# First Buckboard bacon



## DougE (Dec 17, 2021)

I've wanted to try this forever, but I was always intimidated with the whole curing process, plus there wasn't room in our kitchen fridge for me to do it. Now that I have another fridge just for meat, I decided to go on and give it a try, with a little push from 

 SmokinEdge
 . I did a simple dry cure with cure#1, salt, and brown sugar for 12 days, turning and massaging it daily. I took it out of the cure, rinsed it off and let it sit in the fridge for 24 hours, uncovered. 

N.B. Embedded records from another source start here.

PR #645, opened 2022-03-14
DM-33980: adding psfFlux and psfFluxErr columns to isolatedStarAssociationTask

psferguson:
In order to use the output of` isolatedStarAssociationTask` for faro photometric repeatability metrics the `isolated_star_sources` output should contain the columns `psfFlux` and `psfFluxErr`.

### DIFF
--- a/python/lsst/pipe/tasks/isolatedStarAssociation.py
+++ b/python/lsst/pipe/tasks/isolatedStarAssociation.py
@@ -128,7 +128,9 @@ class IsolatedStarAssociationConfig(pipeBase.PipelineTaskConfig,
                  'apFlux_17_0_instFluxErr',
                  'apFlux_17_0_flag',
                  'localBackground_instFlux',
-                 'localBackground_flag']
+                 'localBackground_flag',
+                 'psfFlux',
+                 'psfFluxErr']
     )
     source_selector = sourceSelectorRegistry.makeField(
         doc='How to select sources.  Under normal usage this should not be changed.',


python/lsst/pipe/tasks/isolatedStarAssociation.py
```diff
@@ -128,7 +128,9 @@ class IsolatedStarAssociationConfig(pipeBase.PipelineTaskConfig,
                  'apFlux_17_0_instFluxErr',
                  'apFlux_17_0_flag',
                  'localBackground_instFlux',
-                 'localBackground_flag']
+                 'localBackground_flag',
+                 'psfFlux',
+                 'psfFluxErr']
```
erykoff, line 133: Do we want the psfFlux or the psf instflux?  Also you probably want the associated flag.

psferguson: I think the psfFlux if we are computing photometric repeatability from this (comparing measurements of a single source).

I guess we would want the psf_instflux If the calibration is going to be superseded and we should be applying updated zeropoints.

Agree on the flag.

erykoff: If you are going to be applying external calibrations (and I believe you are!) then you need the instFluxes.  Furthermore, at least at the current time, the "calibrated" fluxes aren't even calibrated according to the correct calibration (there's a ticket on this).  In the farther future, you'll be able to get fluxes with the best calibrations out of the source tables, but we are still far from that point.

bechtol: To confirm, is this the referenced ticket for consistent calibrations between the source table and calexp.photoCalib: https://jira.lsstcorp.org/browse/DM-34019 ?

Two more questions:
(1) Assuming the above ticket is resolved, should we be using `local_PhotoCalib` column for the source table, or should we be loading the photoCalib from the butler?
(2) Do the (ra, dec) columns in the source table represent the calibrated coordinates?

erykoff: Yeah, that's the ticket!

(1) Until we are running source tables with the best calibrations (not coming imminently), faro is going to want to run the (fgcm) recalibration.  And therefore should be taking in instfluxes rather than calibrated fluxes and the local photocalib, and then trying to remove the calibration before applying the new one.
2) The ra, dec are from the initial wcs in the single frame processing.  So faro will want to apply jointcal recalibration to the x, y positions.  (But because of the bug from that ticket, I believe that the local_wcs will not translate between x, y and ra, dec.)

I was going to try to cold smoke it in my Camp Chef just using a pellet tube, but the temps were getting too hot for a cold smoke. I ended up turning the grill on and warm smoking it at 160, and pulled it when the internal temp. hit 145. It did get a few hours of smoke with just the tube burning, though. I used a 50/50 blend of  Lumberjack cherry and hickory in both the tube and the grill hopper. I'm really pleased with the results, and have another piece getting ready to take a ride in the cure in the next day or two. Other than being meatier than belly bacon, I find the flavor to be pretty similar.


----------



## Brokenhandle (Dec 17, 2021)

Looks good! Good thing we allow pushing and shoving around here! You'll be making plenty more I'm sure!

Ryan


----------



## SmokinEdge (Dec 17, 2021)

Excellent.


----------



## Fueling Around (Dec 17, 2021)

Looks great.
I've tried buckboard a couple times and gave most of it away.  The texture just didn't match up to a local meat market.


----------



## DougE (Dec 17, 2021)

Brokenhandle said:


> Looks good! Good thing we allow pushing and shoving around here! You'll be making plenty more I'm sure!
> 
> Ryan


Without a doubt on both counts!


----------



## DougE (Dec 17, 2021)

Fueling Around said:


> Looks great.
> I've tried buckboard a couple times and gave most of it away.  The texture just didn't match up to a local meat market.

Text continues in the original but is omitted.